Wow, that's harsh! Why relate this to not wearing a seatbelt? Why not relate it to drunk driving, or doing 55 in a school zone? IF you saw a drunk driver, you would call the police would you not? You can't relate one crime to another that has absolutely no relation.

"But tree stands with no names don't hurt anybody."
As a citizen of this state, I have as much right to public land deer as the next guy. So do you, and so does the original poster, and here he has found people on public land that are not following the law regarding deer that he has a right to try and harvest. Rather than just call the CO, he is taking a rational and reasonable response. This will give the owners time to properly mark their stands if they choose to, and still keep it in the very same tree that you just accused ytlabs of wanting to steal.
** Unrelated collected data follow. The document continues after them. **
PR #117, opened 2019-07-30
Added TrainSetMaskTask

iovsn:


ml_tools/eolearn/ml_tools/train_set_mask.py
```diff
@@ -0,0 +1,60 @@
...
+        np.random.seed(seed)
+
+        ftype, fname, new_name = self.feature
+        data = np.copy(eopatch[(ftype, fname)])
+
+        polys = set(np.unique(data)) - {self.no_data_value}
+        rands = np.random.rand(len(polys))
+        split = np.digitize(rands, self.bins)
+
+        for poly, split_class in zip(polys, split):
```
AleksMat: This could be optimized. There are a few options [here](https://stackoverflow.com/questions/16992713/translate-every-element-in-numpy-array-according-to-key). Another one is also a recursive approach I used for superpixel postprocessing tasks.

ml_tools/eolearn/ml_tools/train_set_mask.py
```diff
@@ -0,0 +1,60 @@
...
+            data[data == poly] = split_class
+
```
AleksMat: If `no_data_value` would be the same as one of the values in `split` that would cause unwanted problems. Maybe a warning could be raised in such case?

ml_tools/eolearn/tests/test_train_set_mask.py
```diff
@@ -0,0 +1,58 @@
...
+        data[4:8, 4:8, :] = 77
+
+        patch = EOPatch()
+        patch[(FeatureType.MASK_TIMELESS, 'TEST')] = data
+        patch[(FeatureType.LABEL_TIMELESS, 'TEST')] = data.copy().reshape((size,))
+
+        bins = [0.2, 0.5, 0.8]
+
+        patch = TrainSetMaskTask((*input_mask_feature, new_name), bins)(patch, seed=1)
+        self.assertTrue(set(np.unique(patch[new_mask_feature])) <= set(range(len(bins) + 1)))
```
AleksMat: Above you could define
```Python
interval_list = [(0, 2, 0, 2), (0, 2, 2, 4) ,...]
```
use this indices from such list to set `data[i1: i2, j1: j2, :] = 11 * index`.
Then  you could use these indices again here to make sure that each of these slices has a unique value

ml_tools/eolearn/tests/test_train_set_mask.py
```diff
@@ -0,0 +1,58 @@
...
+
+        patch = TrainSetMaskTask((*input_label_feature, new_name), bins)(patch, seed=1)
```
AleksMat: If you run the same task again, it makes sense to check that the resulting feature is completely the same as the one in the previous run.

ml_tools/eolearn/ml_tools/train_set_mask.py
```diff
@@ -0,0 +1,60 @@
...
+from eolearn.core import EOTask
+
+
+class TrainSetMaskTask(EOTask):
+    """ Randomly assigns each polygon to a subset of polygons by generating a mask where each value represents a polygon
+    subset. Subsets are defined by a list of cumulative probabilities, passed as the *bins* argument, the same way as
+    the *bins* argument in `numpy.digitize <https://docs.scipy.org/doc/numpy/reference/generated/numpy.digitize.html>`_.
+    """
+
+    def __init__(self, feature, bins, no_data_value=None):
```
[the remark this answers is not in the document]
azupanc: Doesn't this defeat its purpose? Probably I'm missing something. Anyway, if it's a new feature idea that extends the functionality let's put it on our backlog.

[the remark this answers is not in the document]
AleksMat: Ok, we can leave it as it is for now. If it ever turns out this might come useful we can add it then.

ml_tools/eolearn/ml_tools/train_set_mask.py
```diff
@@ -0,0 +1,60 @@
+"""
+Tasks used for train set preparation.
+"""
+
+import numpy as np
+
+from eolearn.core import EOTask
+
+
+class TrainSetMaskTask(EOTask):
```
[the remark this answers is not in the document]
iovsn: I named it TrainSplitTask.

ml_tools/eolearn/ml_tools/train_set_mask.py
```diff
@@ -0,0 +1,60 @@
...
+    """ Randomly assigns each polygon to a subset of polygons by generating a mask where each value represents a polygon
```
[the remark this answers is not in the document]
iovsn: I've used the term 'value classes' instead of polygons.

ml_tools/eolearn/ml_tools/train_set_mask.py
```diff
@@ -0,0 +1,60 @@
...
+        :param no_data_value: A value to ignore and not assign it to any subsets.
+        :type no_data_value: any numpy.dtype
+        """
+        self.feature = next(self._parse_features(feature, new_names=True)())
+
+        if np.isscalar(bins):
+            bins = [bins]
+
+        if not isinstance(bins, list) or not all(isinstance(bi, float) for bi in bins) \
+                or np.any(np.diff(bins) <= 0) or bins[-1] >= 1:
```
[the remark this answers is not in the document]
iovsn: Done.

ml_tools/eolearn/ml_tools/train_set_mask.py
iovsn: Added a warning.

ml_tools/eolearn/ml_tools/train_split.py
```diff
@@ -0,0 +1,67 @@
+"""
+Tasks used for train set preparation.
+"""
+import numpy as np
+
+from eolearn.core import EOTask
+
+
+class TrainSplitTask(EOTask):
```
azupanc: In ML community the methods that split samples in two or more independent sets usually have`train_test` in their name. I would suggest to follow this nomenclature and suggest to rename the task to `TrainTestSplitTask`.

ml_tools/eolearn/ml_tools/train_split.py
```diff
@@ -0,0 +1,67 @@
...
+    """ Randomly assigns each value to a class of values by generating a class mask.
```
azupanc: Can the documentation be more explicit? Suggestion:

Randomly assign each or group of pixels to a train, test, and/or validation sets. The group of pixels is defined by an input feature (i.e. MASK_TIMELESS with polygon ids, or connected component id, or similar that groups pixels with similar properties). If input feature is None, than each pixel is randomly assigned to one of the target sets.

Target sets are defined by a list of ...


At the end I would add an example of definition of bins for train/test split in 80/20 and train/val/test split in 60/20/20.

azupanc: While writing above documentation it became clear to me that we don't always have polygon ids or similar feature that groups pixels. In that case it would be nice to be able to split pixels randomly. I understand that this is a new feature and now may not be the right time to implement it. I leave it up to you to decide.

ml_tools/eolearn/ml_tools/train_split.py
```diff
@@ -0,0 +1,67 @@
...
+
+    Classes are defined by a list of cumulative probabilities, passed as the *bins* argument, the same way as the *bins*
+    argument in `numpy.digitize <https://docs.scipy.org/doc/numpy/reference/generated/numpy.digitize.html>`_. Valid
+    classes are enumerated from 1 onwards and if no_data_value is provided, all values equal to it get assigned to class
+    0.
```
azupanc: What I miss in the docs is description of _output_. In what respect will the EOPatch be different after the execution of this task.

Suggestion: After the execution of this task an EOPatch will have a new (FeatureType, new_name) feature where each pixel will have a value assigned representing the train, test and/or validation set.

ml_tools/eolearn/ml_tools/train_split.py
iovsn: Done.

ml_tools/eolearn/ml_tools/train_split.py
iovsn: Updated docs and implemented random pixel assignment to train subsets.

ml_tools/eolearn/ml_tools/train_split.py
iovsn: Done.

ml_tools/eolearn/ml_tools/train_split.py
AleksMat: > While writing above documentation it became clear to me that we don't always have polygon ids or similar feature that groups pixels. In that case it would be nice to be able to split pixels randomly. I understand that this is a new feature and now may not be the right time to implement it. I leave it up to you to decide.

@azupanc By the way, this is exactly what I suggested in [this conversation](https://github.com/sentinel-hub/eo-learn/pull/117#discussion_r312134825). But probably my explanation wasn't clear enough.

Just a friendly reminder to mark your stands... if it were me.... no warning... I'd call the CO right away... owners of these stands should be thankful that ytlabs cares enough to help them keep their spots without a fine.

Just MHO


----------



## ghsthntr (Aug 18, 2005)

yt i think your idea is a fair enough evaluation to this situation that has gotten way out of hand all across mich.no so far only 1 person has posted a negative sort of reply, so i will add this if someone puts up a stand on state land without any of the required info more often than not these are the same people that are over baiting, hunting after hours, and other such violations
(exact words the co in the county i hunt used) the other day when i showed him 7 bait mountains yes 7 in just 1 area of about 40 acres of state land, 
and the thing that gets me going most about these guys and there huge 
bait piles is the fact that 1 the deer arent even touching these piles yet 2 they keep putting more out even though most of what is there is rotting and my biggest thing is the fact that if 1 of us and i mean anyone wether you bait or not went into an area and even though you know the area like it was your own backside and you are using a climber and you go up a tree and lets say its in the morning so you pretty much cant see well, well it gets daylite and a co walks through the woods and he happens upon you 
as you are getting down but while he is headed towards you he walks into a huge bait pile, not say 60 yrds from where you are, what is going to be his very first reaction, even though you didnt know it was there, and you are someone who hunts without bait, your chances are pretty good that you just might get a ticket, in my book yeah there are times when an honest person gets in a rush to put up a new stand that he just bought the nite before, and he forgets but more often than not these guys are trying to hide something,,,


----------



## kdogger (Jan 10, 2005)

Well, I'm not convinced that having to put your name on your treestand serves any beneficial purpose, but it is an easy enough rule to follow. Its still the law, and only lawbreakers ignore laws. Is it worth becoming a lawbreaker over?


----------



## jk hillsdale (Dec 7, 2002)

ytlabs said:


> Yes I do call in on excess speed violations and drunk drivers. Why?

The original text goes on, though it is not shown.